叫び続けて⑦
戦場に乱入して少しすると、瞬く間に敵兵に囲まれる。
流石に1人で大人数を相手出来る筈も無く、前の兵を切り伏せている間に、背後の兵に斬られ、反転して兵を斬り捨てるが。また別の方向から切り付けられる。
鱗を通さずに滑る刀の刃が当たると、嫌な音を立ててへし折れ、脇差を抜刀する。
ずっとそれの繰り返しで、好い加減うんざりしていたが、龍力を使ってしまっては、正々堂々を好む鬼族の中で、オシナの立場が無くなってしまう。
周りの兵が突然居なくなったと思うと、雰囲気の違う刀を携えた武士が、大したことの無い速さの突きを放つ。
何かが起こる前に壊そうと剣を振ると、突然刀が怪しい光を放ち、膨大な量の魔力と共に飛散する。
爆風と衝撃波に吹き飛ばされて、鉄が鱗を突き抜けて肉が抉られる。
完全に驕っていた私の自信諸共打ち砕け、痛みとなってこの身に思い知らせる。
「この私を侮るな、その程度で殺せるとでも思うたか」
「思ってねぇよ、だから俺の接近を気取られない用の捨て駒だ」
爆破に続いて硬いものが頭に直撃し、大地を大きく吹き飛ばされる。
私を殴った不届き者を目視すると、それはどこかで見覚えのある、昔、傷を負わされたフルングニルだった。
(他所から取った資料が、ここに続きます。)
PR #22, opened 2021-02-04
Grouped trigger spikes

vivianlonging:
Rainbow Grouped Trigger Spike


src/Entities/Misc/TimedTriggerSpikes.cs
```diff
@@ -312,6 +345,11 @@ public TimedTriggerSpikes(Vector2 position, int size, Directions direction, stri
         }
 
         public override void Update() {
+            if (rainbow) {
+                if (crystalSpinner == null) { crystalSpinner = new CrystalStaticSpinner(Vector2.One * -1000 + offset, false, CrystalColor.Rainbow); }
+                if (Scene == null) { return; }
+                if (!Scene.Tracker.GetEntities<CrystalStaticSpinner>().Contains(crystalSpinner)) { Scene.Add(crystalSpinner); }
+            }
```
coloursofnoise, line 352: This could definitely be improved. 
Under what circumstances would `crystalSpinner` be `null` at this point? the same for `Scene`, since the entity should then no longer be updated.
If you want to check if `crystalSpinner` is part of the current scene it's probably best to do `crystalSpinner.Scene == Scene`.

Ahorn/entities/TimedTriggerSpikes.jl
```diff
@@ -1,11 +1,10 @@
...
-
+@mapdef Entity "CommunalHelper/TimedTriggerSpikesUp" TimedTriggerSpikesUp(x::Integer, y::Integer, width::Integer=Maple.defaultSpikeWidth, type::String="default", Delay::Number=0.4, WaitForPlayer::Bool=false, Grouped::Bool=false, Rainbow::Bool=false)
+@mapdef Entity "CommunalHelper/TimedTriggerSpikesDown" TimedTriggerSpikesDown(x::Integer, y::Integer, width::Integer=Maple.defaultSpikeWidth, type::String="default", Delay::Number=0.4, WaitForPlayer::Bool=false, Grouped::Bool=false, Rainbow::Bool=false)
+@mapdef Entity "CommunalHelper/TimedTriggerSpikesLeft" TimedTriggerSpikesLeft(x::Integer, y::Integer, height::Integer=Maple.defaultSpikeHeight, type::String="default", Delay::Number=0.4, WaitForPlayer::Bool=false, Grouped::Bool=false, Rainbow::Bool=false)
+@mapdef Entity "CommunalHelper/TimedTriggerSpikesRight" TimedTriggerSpikesRight(x::Integer, y::Integer, height::Integer=Maple.defaultSpikeHeight, type::String="default", Delay::Number=0.4, WaitForPlayer::Bool=false, Grouped::Bool=false, Rainbow::Bool=false)
```
coloursofnoise, line 7: Please update the en_gb.lang file to add a "Rainbow" attribute tooltip

coloursofnoise (changes requested):
In addition to these, please run a Code Cleanup to get rid of unnecessary `base.` and casts, and use the static `Depths` and `Sfx` classes for your depth/sfx constants

coloursofnoise (approved):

復讐の為にヤーパン国に紛れ込み、私を仕留められる機会を伺っていたのだろう。
執念深いやつだと感心してやりたいが、そんな気分ならとうに見逃しているだろう。
脳震盪で地面に座り込み、剣をまともに握れない私を見て、フルングニルはその姿を真の姿に戻す。
巨人族の中でも上位に居る相手に、この状態では不利だが、勝てない相手ではないだろう。
「ミョルニル、パラシュ。私に力を貸してくれるかの?」
帰って来ない返事で、2人に見捨てられた事を思い出し、余裕ぶって出た舐めた発言を撤回し、飛龍に姿を変えて飛ぶ。
只管龍力を放出しながら回避行動を続けて、今溜めている龍力を、一斉に叩き込む機会を伺う。
大きな砥石を避け続けながら戦場を見ていると、ぎりぎり目で追える程の速さで、且つ、最も素早く切り返す事が出来る動きで立ち回るトコハナが、大きな巨人の存在に気付く。
周りの兵は目の前の敵に必死で、ウラノスにまで届きそうなフルングニルに、全く気付いていない。
私が持ち込んだ面倒事に首を突っ込みたくないトコハナは、私から視線を外して、敵陣深くまで突き進む。
仕方無くバハムート型になって龍力を高めるが、大きさ的には、龍人と虫の差のままだ。
ミョルニルにも無い今、フルングニルとまともにやり合っても、再び龍力を枯渇させてしまう程、全力で戦い切らなければ勝つのは不可能だろう。
「どうしたどうしたトール! お前はそんな程度だったか? それともミョルニルが無ければこんなに弱かったのか?」
「チッ、1人で姦しいやつじゃな。ならば逃げるのも飽きた、死して名を残せ愚か者」
溜めていた龍力でデコイを前方に放ち、人型に戻って死角から忍び寄る。
狙い通り、デコイに向けて砥石を振り下ろしたフルングニルに、大きな雷を見舞う。
天まで伸びる巨体が雷の柱に飲み込まれ、悲鳴と共に砥石が大地に突き刺さる。
「ははははっ! 酔狂よな、わざわざ神の塔に呑まれに来るとはな」
フルングニルを上空から見下ろしていた私の腰に、突然何かが巻き付き、フルングニルの顔の前に引っ張られる。
消滅した神の塔から出て来た顔は焼け焦げ、白く変色した眼球が、しっかりと私の目を見る。
「今は神でないお前の一撃なんて、今じゃ誰も殺せねえぜ。あのドラゴンが偽物なんて、神力を見れば分かるだろ」
「これはどうしたものか、ここまで事が順潮に進んでおる。おぬしの単細胞さのおかげかのぅ、おぬしらに対して、私は膨大な量の憎悪を抱いておる事、しかと忘れるな」
体の中で燃やし続けていた龍力を、今度は爆発させ、デコイの中に仕掛けた仕掛けを起動させる。